Back in February of this year, the Svenborg Maersk ran into trouble in the Bay of Biscay, which is located on the West Coast of France. A huge storm caused approximately 520 containers to topple into the sea from the huge vessel, which can hold 8680 twenty foot containers.
Maersk advised that around 85% of these containers were indeed empty, with the remainder of them not containing any hazardous material.
Shortly after the incident, a floating container warning was issued in the English channel, warning mariners to keep an eye out for this rather large debris.
The French Maritime Authority have now requested that Maersk locate the missing containers on the seabed as they can pose a hazard to local fisherman.
Michael Storgaard, Senior Press Officer for Maersk Line has issued the following response:
In February this year, Svendborg Maersk lost more than 500 containers (85% were empty and no containers with dangerous goods) overboard during a severe storm with Hurricane force winds in the Bay of Biscay (Golfe de Gascoigne).
Therefore, Maersk Line has – in close cooperation with the local maritime authority (Maritime Prefect for the Atlantic) – undertaken to scan the seabed around the two positions in the Bay of Biscay (Golfe de Gascoigne), where the containers were lost.

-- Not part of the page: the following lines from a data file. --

PR #723, opened 2022-01-31
PLA-9062- Update MPP to work with categoricals

sfriedowitz:
# Citrine Python PR

## Description 
Mithril and the backend now supports categorical property values in the `MeanPropertyPredictor`. Let's update the SDK to utilize this feature, by updating the docs and serialization signature.

I'll update the main docs in a separate PR.

### PR Type:


src/citrine/informatics/predictors/mean_property_predictor.py
```diff
@@ -36,36 +44,42 @@ class MeanPropertyPredictor(
...
     """
 
     _resource_type = ResourceTypeEnum.MODULE
 
     input_descriptor = _properties.Object(FormulationDescriptor, 'config.input')
-    properties = _properties.List(_properties.Object(RealDescriptor), 'config.properties')
-    p = _properties.Integer('config.p')
-    training_data = _properties.List(_properties.Object(DataSource),
-                                     'config.training_data', default=[])
+    properties = _properties.List(_properties.Object(Descriptor), 'config.properties')
```
sfriedowitz, line 69: I tried to make this 
```
properties = _properties.List(
_properties.Union([_properties.Object(RealDescriptor), _properties.Object(CategoricalDescriptor)]),
'config.properties'
)
```
but it was failing deserialization of platform objects. 

Do you know how to make that work instead of just the polymorphic object? I think we'd rather be explicit.

src/citrine/informatics/predictors/mean_property_predictor.py
```diff
@@ -1,18 +1,26 @@
...
 
 
-class MeanPropertyPredictor(
-        Resource['MeanPropertyPredictor'], Predictor, AIResourceMetadata):
-    """A predictor interface that computes mean component properties.
+class MeanPropertyPredictor(Resource['MeanPropertyPredictor'], Predictor, AIResourceMetadata):
+    """A predictor that computes a component-weighted mean of real or categorical properties.
+
+    Each component in a formulation contributes to the mean property
+    a weight equal to its quantity raised to the `p` power.
```
kroenlein, line 19:
```suggestion
    a weight equal to its quantity raised to the power `p`.
```
I think this is the more common turn of phrase.

src/citrine/informatics/predictors/mean_property_predictor.py
```diff
@@ -22,11 +30,11 @@ class MeanPropertyPredictor(
         description of the predictor
     input_descriptor: FormulationDescriptor
         descriptor that represents the input formulation
-    properties: List[RealDescriptor]
-        List of descriptors to featurize
-    p: int
-        Power of the `generalized mean <https://en.wikipedia.org/wiki/Generalized_mean>`_.
-        Only integer powers are supported.
+    properties: List[Union[RealDescriptor, CategoricalDescriptor]]
+        list of real or categorical descriptors to featurize
```
kroenlein, line 34:
```suggestion
        List of real or categorical descriptors to featurize
```
Match capitalization pattern

src/citrine/informatics/predictors/mean_property_predictor.py
kroenlein: https://github.com/CitrineInformatics/citrine-python/blob/177795d6408d9667d053a25e2f26a3b4a079bbcd/src/citrine/informatics/predictors/graph_predictor.py#L37-L38
https://github.com/CitrineInformatics/citrine-python/blob/177795d6408d9667d053a25e2f26a3b4a079bbcd/src/citrine/informatics/design_spaces/product_design_space.py#L35-L37

Looks consistent with other usages.  Might the default be necessary for something about the endpoint?

sfriedowitz: I think I solved it in this next commit. There was an issue in the serialization pckage where a `RuntimeError` was being thrown instead of a `ValueError`, which caused the `Union` type to fail during deserialization.

kroenlein (approved):
Minor, optional changes to documentation.

src/citrine/informatics/predictors/mean_property_predictor.py
bfolie: I would expect what you tried to work. Were you able to track down the root cause of the deserialization failure?

sfriedowitz: The error is occurring because `properties.Union` attempts to deserialize w/ the element types in order in a try/catch block. When those element types are `properties.Object`, we end up calling `Property.deserialize_from_dict` which raises a `RuntimeError` on line 93.

This gets a bit iffy. That _should_ probably be a `RuntimeError`, so catching both `ValueError` and `RuntimeError` inside `properties.Union` may be the best approach.

sfriedowitz: ehh maybe line 93 could logically also be a `ValueError`. Switching that to `ValueError` breaks a few other tests, though, which I'll have to trouble shoot.

sfriedowitz:
I'll run a devkit test against this branch b4 merging.

src/citrine/_serialization/properties.py
```diff
@@ -498,10 +498,13 @@ def _deserialize(self, value: typing.Any) -> typing.Any:
...
             except ValueError:
                 pass
+            except RuntimeError:
+                # passes on RuntimeError from Property.deserialize_from_dict
+                pass
         # this is a failsafe that shouldn't actually ever get hit, hence no cover
         msg = "An unexpected error occurred while trying to deserialize {} to one of the " \
               "following types: {}.".format(value, self.underlying_types)  # pragma: no cover
-        raise ValueError(msg)  # pragma: no cover
+        raise RuntimeError(msg)  # pragma: no cover
```
bfolie, line 507: Why change the error type?

bfolie:
You'll also want to update the docs

src/citrine/_serialization/properties.py
sfriedowitz: I think it was incorrect. RuntimeError is consistent with the serialize method, and other similar errors thrown in this file.

sfriedowitz:
> You'll also want to update the docs

I plan to do so in another PR, tomorrow.

docs/source/workflows/predictors.rst
```diff
@@ -494,14 +494,18 @@ where :math:`d` is density and :math:`f` is relative ingredient fraction.
 If the densities of water and salt are known, we can compute the expected density of a candidate mixture using this predictor.
 
 The :class:`~citrine.informatics.predictors.mean_property_predictor.MeanPropertyPredictor` computes mean properties of formulation ingredients.
+For real-valued properties, a quantity-weighted mean value is computed.
+For categorical-valued properties, a quantity-weighted distribution of property values is accumulated.
```
kroenlein, line 498: Strange that one is computed and another is `accumulated`.

docs/source/workflows/predictors.rst
```diff
@@ -512,30 +516,40 @@ Missing ingredient properties can be handled one of three ways:
...
-+---------------+----------------+
++---------------+----------------+--------------------+
+| Ingredient id | Density (g/cc) | Acetone Solubility |
++===============+================+====================+
+| water         | 1.0            | Yes                |
++---------------+----------------+--------------------+
+| salt          | 2.16           | No                 |
++---------------+----------------+--------------------+
+| boric acid    | N/A            | N/A                |
++---------------+----------------+--------------------+
```
kroenlein, line 542: Might use `boric acid` as `slightly soluble` versus water `soluble` and salt `insoluble`.

src/citrine/_serialization/properties.py
```diff
@@ -498,10 +498,13 @@ def _deserialize(self, value: typing.Any) -> typing.Any:
                 return prop.deserialize(value)
             except ValueError:
                 pass
+            except RuntimeError:
+                # passes on RuntimeError from Property.deserialize_from_dict
+                pass
```
kroenlein, line 503: I realize you are responding to existing code, but the error in `Property.deserialize_from_dict` should really be a ValueError.
[ValueError](https://docs.python.org/3.10/library/exceptions.html?highlight=runtimeerror#ValueError)
https://github.com/CitrineInformatics/citrine-python/blob/177795d6408d9667d053a25e2f26a3b4a079bbcd/src/citrine/_serialization/properties.py#L83-L103

src/citrine/_serialization/properties.py
kroenlein, line 507: Except you should be able to easily test this by handing it a malformed value.

kroenlein (commented):
The change from properties to compositions being raised to a power, while I believe to be a much more motivated scenario physically, is technically a breaking change.  We should either support both or go through a complex deprecation cycle.

src/citrine/_serialization/properties.py
sfriedowitz: I'll have to fix a handful of tests that rely on that being a `RuntimeError`, but I can address it.

src/citrine/_serialization/properties.py
sfriedowitz: I cannot explain the thoughts of the witty lad who built our custom serde library.

src/citrine/_rest/collection.py
```diff
@@ -134,13 +134,7 @@ def _build_collection_elements(self,
...
         """
         for element in collection:
-            try:
-                yield self.build(element)
-            except(KeyError, ValueError) as e:
-                # TODO:  This is a patch to handle deprecated predictors client side.
-                # Remove when predictors are migrated
-                warnings.warn(f"Building element skipped due to error: {e}")  # pragma: no cover
-                pass  # pragma: no cover
+            yield self.build(element)
```
sfriedowitz, line 137: This allows that test that expects a `ValueError` to property function. We were previously catching the `ValueError` based on this `TODO` message fallback. 

I am not sure if it is safe to remove this, but just posting a version with it removed and `Property.deserailize_from_dict` throwing a `ValueError` instead of a `RuntimeError`.

src/citrine/_serialization/properties.py
```diff
@@ -498,10 +498,8 @@ def _deserialize(self, value: typing.Any) -> typing.Any:
                 return prop.deserialize(value)
             except ValueError:
                 pass
-        # this is a failsafe that shouldn't actually ever get hit, hence no cover
-        msg = "An unexpected error occurred while trying to deserialize {} to one of the " \
-              "following types: {}.".format(value, self.underlying_types)  # pragma: no cover
-        raise ValueError(msg)  # pragma: no cover
+        raise RuntimeError("An unexpected error occurred while trying to deserialize {} to one of the "
```
sfriedowitz, line 501: This was already covered.

tests/resources/test_project.py
```diff
@@ -614,7 +614,7 @@ def test_list_projects_filters_non_projects(collection, session):
     session.set_response({'projects': projects_data})
 
     # Then
-    with pytest.raises(RuntimeError):
+    with pytest.raises(ValueError):
```
sfriedowitz, line 617: And this change is based on the type of error thrown by `Property.deserialize_from_dict`.

bfolie:
> The change from properties to compositions being raised to a power, while I believe to be a much more motivated scenario physically, is technically a breaking change. We should either support both or go through a complex deprecation cycle.

I do not think that it counts as a breaking change. All existing scripts continue to work and predictor configurations can remain unchanged. Predictors will automatically be re-trained without users having to do anything.

We are changing internal modeling behavior. Admittedly it's a substantial change, but just as we don't go through a deprecation cycle for a change to candidate scoring logic or optimizer logic or for a bugfix (even a bugfix that will change prediction behavior) we don't need a deprecation cycle for this.

src/citrine/_rest/collection.py
sfriedowitz: As it turns out, we cannot remove this yet. It is related to #641 , and the new `/predictor` routes are not fully intregrated to the backend yet.

Because of that, this needs to stay with the try/catch. The `properties.Union` needs to throw a value error that is caught here, and `Property.deserialize_from_dict` needs to throw  a `RuntimeError` to bypass this point.

Ugly, but that's what we do for now. I'll ticket it so we remember to clean this up at some point.

sfriedowitz:
@bfolie Okay so here is this ugly chain that was going on here. #641 introduced that try/catch patch for good reason, to avoid errors when listing collections with deprecated predictors. We cannot remove it yet, as the backend has not migrated to the new `/predictors` route.

This caused a chain of misery in the deserialization methods. The `try/catch` was catching `ValueError` and `KeyError`, which is why `properties.Union` was updated to throw a `ValueError` and `Property.deserialize_from_dict` was throwing a `RuntimeError`. They should be flipped, logically.

We need to be able to catch errors inside `properties.Union` from `Property.deserialize_from_dict` to allow a `Union(properties.Object, properties.Object)` deserialization to work, which is what we need for the new MPP that handles real/categorical descriptors. To do this, I just added a new catch on `RuntimeError` inside `Union.deserialize`.

I ticketed this and updated all the TODOs to document the chain that should eventually be fixed when we can remove that `try/catch`.

tests/_serialization/test_simple_properties.py
```diff
@@ -209,7 +209,7 @@ def test_union_runtime_errors():
         Union([Enumeration(BaseEnumeration)]).serialize(EnumerationExample.FOO)
     # The serialized type is correct (dict) but it is missing fields
     incomplete_dataset_dict = {'name': 'name'}
-    with pytest.raises(RuntimeError):
+    with pytest.raises(ValueError):
```
sfriedowitz, line 212: This was no-covered in the code before, which I think is why it passed. I removed the no-cover and just updated the test.

docs/source/workflows/predictors.rst
```diff
@@ -512,30 +516,40 @@ Missing ingredient properties can be handled one of three ways:
 1. If ``impute_properties == False``, all ingredients must define a value for all featurized properties.
    Otherwise, the row will not be featurized.
    Use this option if you expect ingredient properties to be dense (always present) and would like to exclude rows when properties are missing.
-2. If ``impute_properties == True`` and no ``default_properties`` are specified, missing properties will be filled in using the average value across the entire dataset.
-   The average is computed from any row with data corresponding to the missing property, regardless of label or material type (i.e., the average is computed from all leaf ingredients and mixtures).
-3. If ``impute_properties == True`` and ``default_properties`` are specified, the specified property value will be used when an ingredient property is missing (instead of the average over the dataset).
+2. If ``impute_properties == True`` and no ``default_properties`` are specified,
+   missing properties will be filled in using the average value across the entire dataset.
+   For real-valued properties, this average is the mean over the training data,
```
bfolie, line 521:
```suggestion
   For real-valued properties this average is the mean over the training data,
```

docs/source/workflows/predictors.rst
```diff
@@ -512,30 +516,40 @@ Missing ingredient properties can be handled one of three ways:
...
+   while for categorical-valued properties, it is the distribution of property values in the dataset.
```
bfolie, line 522:
```suggestion
   while for categorical-valued properties it is the distribution of property values in the dataset.
```

docs/source/workflows/predictors.rst
```diff
@@ -512,30 +516,40 @@ Missing ingredient properties can be handled one of three ways:
...
+| boric acid    | N/A            | N/A                |
++---------------+----------------+--------------------+
 
 If ``impute_properties == False``, any mixture that includes boric acid will not be featurized.
-If ``impute_properties == True`` and no ``default_properties`` are specified, an density of :math:`\left( 1.0 + 2.16 \right) / 2 = 1.58` will be used.
-If a value other than 1.58 should be used (e.g., 2.0), this can be specified by setting ``default_properties = {'density': 2.0}``.
+If ``impute_properties == True`` and no ``default_properties`` are specified,
+a mean density of :math:`\left( 1.0 + 2.16 \right) / 2 = 1.58`
+and a distribution of acetone solubility with weights ``{'Soluble': 0.5, 'Insoluble': 0.5}`` will be used.
+If something other than the imputed values should be used (e.g. 2.0 or 'Slightly Soluble'),
```
bfolie, line 548:
```suggestion
If something other than the imputed values should be used (e.g., 2.0 or 'Slightly Soluble'),
```

src/citrine/_rest/collection.py
```diff
@@ -137,8 +137,8 @@ def _build_collection_elements(self,
             try:
                 yield self.build(element)
             except(KeyError, ValueError) as e:
-                # TODO:  This is a patch to handle deprecated predictors client side.
-                # Remove when predictors are migrated
+                # TODO(PLA-9109): This is a patch to handle deprecated predictors client side.
```
bfolie, line 140: Good call on matching the TODO with a ticket

sfriedowitz:
This new job is running against this branch: https://jenkins.corp.citrine.io/job/nextgen-ITs/24319/

kroenlein:
I'll reiterate that I think we should change those `RuntimeError`s to `ValueError`s, but the PR as assembled is good work.

sfriedowitz:
> I'll reiterate that I think we should change those `RuntimeError`s to `ValueError`s, but the PR as assembled is good work.

We could swap those, and then catch RuntimeError in the collection.py method maybe?

bfolie (approved):
LGTM, but you should wait until we discuss in huddle today before merging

The scan will assess possible anomalies in sea depth in order to pinpoint in the sea charts of the area any potential hazards to the fishermen’s community.
The scanning will be commenced once the survey vessel is available which is expected this summer.
We have had a constructive dialogue and understanding with local authorities in both France and UK, and we remain committed doing our part to best mitigate the consequences of the Svendborg Maersk incident.